Visual impairment may be helped with the use of glasses or other visual aids. Some people with visual impairment may benefit from using magnifiers, particularly for reading or writing. Type of magnifiers available are:

  • spectacle-mounted magnifiers (commonly known as glasses or spectacles);
  • held-in-the-hand magnifiers, these are usually round or dome shaped and may differ in size depending on the level of visual impairment (generally, the larger the magnifier, the milder the magnification will be – small dome-shaped magnifiers usually provide the most intense magnification);
  • and hung round the neck magnifiers, used to keep the hands free for other tasks.

Other aids available include screen readers, computer software that reads out information on a computer.

Hearing impairment may be improved with the use of hearing aids.
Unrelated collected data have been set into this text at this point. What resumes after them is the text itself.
PR #297, opened 2018-09-01
Implemented eventFilter removal and improved Foster stability

davidlatwe:
In this PR, should have:
* eventFilter auto remove after quitting under any conditions
    - No matter `foster` is on or not, usual window close or force quit, should remove evenFilter in the end.
* Foster mode should work under any versions of Maya
    - Behavior may differ by the Qt version on host, in my observation, host which running Qt4 could not render QML window properly while window setParent back to subprocess (*window detach-attach*), which meant for avoiding main thread busy. So in this PR, in order to guaranty the visual feedback, those Qt4 host will not be able to avoid main thread busy (lag better then blank).
    - For test propose, you can turn *detach-attach* on or off by setting environment variable `PYBLISH_QML_FOSTER_NINJA=True` or `False` (`Yes/No 1/0`)
* In any condition, window should able to ignore closeEvent while processing, unless force quitting
   - This was broken in my previous PR. :(
* Host main window should blink alert on validation/publish complete when in foster mode
   - In foster mode, the alert can only be shown on host main window.
* Fake child approach's OS limitation removed
   - Was only enabled on Windows, limitation is gone now.

Here are some Foster mode running screen gif:

This is Maya 2018.0 on Windows

qml_foster_windows

This is Maya 2015 on Windows

qml_foster_2015

As you can see, it's really laggy.

This is Maya 2017 update 5 on CentOS 7 (Run in Hyper-V)

qml_foster_linux

Foster mode works on CentOS !
One thing to be noticed is that, while in my first test on CentOS, I installed Maya 2017 and encountered an error says:
`FosterVessel(QtWidgets.QDialog) has no attribute 'winId'`
This is a bug, the error was gone after I installed the Maya 2017 update.

Now, I wouldn't say the Foster mode is 100% safe to use, but should at least stable as Fake child approach.

Any feedback are welcome :)
Thanks !

### DIFF
--- a/pyblish_qml/ipc/server.py
+++ b/pyblish_qml/ipc/server.py
@@ -85,7 +85,7 @@ class Proxy(object):
     def hide(self):
         """Hide the GUI"""
         self._dispatch("hide")
-        self.vessel.hide()
+        return self.vessel.hide()
 
     def quit(self):
         """Ask the GUI to quit"""
@@ -94,15 +94,15 @@ class Proxy(object):
     def rise(self):
         """Rise GUI from hidden"""
         self.vessel.show()
-        self._dispatch("rise")
+        return self._dispatch("rise")
 
     def inFocus(self):
         """Set GUI on-top flag"""
-        self._dispatch("inFocus")
+        return self._dispatch("inFocus")
 
     def outFocus(self):
         """Remove GUI on-top flag"""
-        self._dispatch("outFocus")
+        return self._dispatch("outFocus")
 
     def kill(self):
         """Forcefully destroy the process"""
@@ -127,20 +127,6 @@ class Proxy(object):
 
     def validate(self):
         return self._dispatch("validate")
-
-    def _remove_event_filter(self):
-        event_filter = _state.get("eventFilter")
-        if isinstance(event_filter, QtCore.QObject):
-
-            # (NOTE) Should remove from the QApp instance which originally
-            #        installed to.
-            #        This will not work:
-            #        `QApplication.instance().removeEventFilter(event_filter)`
-            #
-            event_filter.parent().removeEventFilter(event_filter)
-            del _state["eventFilter"]
-
-            print("The eventFilter of pyblish-qml has been removed.\n")
 
     def _alive(self):
         """Send pulse to child process
@@ -192,7 +178,6 @@ class Proxy(object):
         except IOError:
             # subprocess closed
             self.vessel.close()
-            self._remove_event_filter()
         else:
             return True
 
--- a/pyblish_qml/ipc/server.py
+++ b/pyblish_qml/ipc/server.py
@@ -115,8 +115,12 @@ class Proxy(object):
         self.vessel.setGeometry(x, y, w, h)
         self._dispatch("host_attach")
 
-    def popup(self):
-        self.vessel.activateWindow()  # to top
+    def popup(self, alert):
+        # No hijack keyboard focus
+        QtWidgets.QApplication.setActiveWindow(self.vessel)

There are many different types of hearing aids. The most commonly used types are:

  • the BEHA (Behind-the-Ear-Hearing-Aid), an often skin coloured plastic case containing a microphone, an amplifier and a loudspeaker, which sits just behind the ear and increases the volume of sounds as they enter the ear;
  • the ITEHA (In-the-Ear-Hearing-Aid), a smaller, less powerful hearing aid that sits inside the ear. The ITEHA may not be useful for people with severe hearing impairment as it is too small to contain a powerful amplifier;
  • and the Completely-in-the-Canal-Hearing-Aid, a very small device for people with mild hearing impairment, which fits completely inside the ear canal and is almost unseen outside the ear. People with profound hearing impairment may benefit from a cochlea implant. The cochlea implant transmits sound directly into the ear’s auditory nerve through an electrical wire implanted into the cochlea. The cochlea is a coiled, hollow tube inside the inner ear that enables us to hear.

Research continues into treatments for both sight and hearing impairment and for conditions such as Usher syndrome that cause hearing and sight loss. For example, although there is no recognised cure or treatment for Retinitus Pigmentosa, recent research suggests that a daily 15,000 IU supplement of vitamin A palmitate may help to delay sight loss for people with the condition.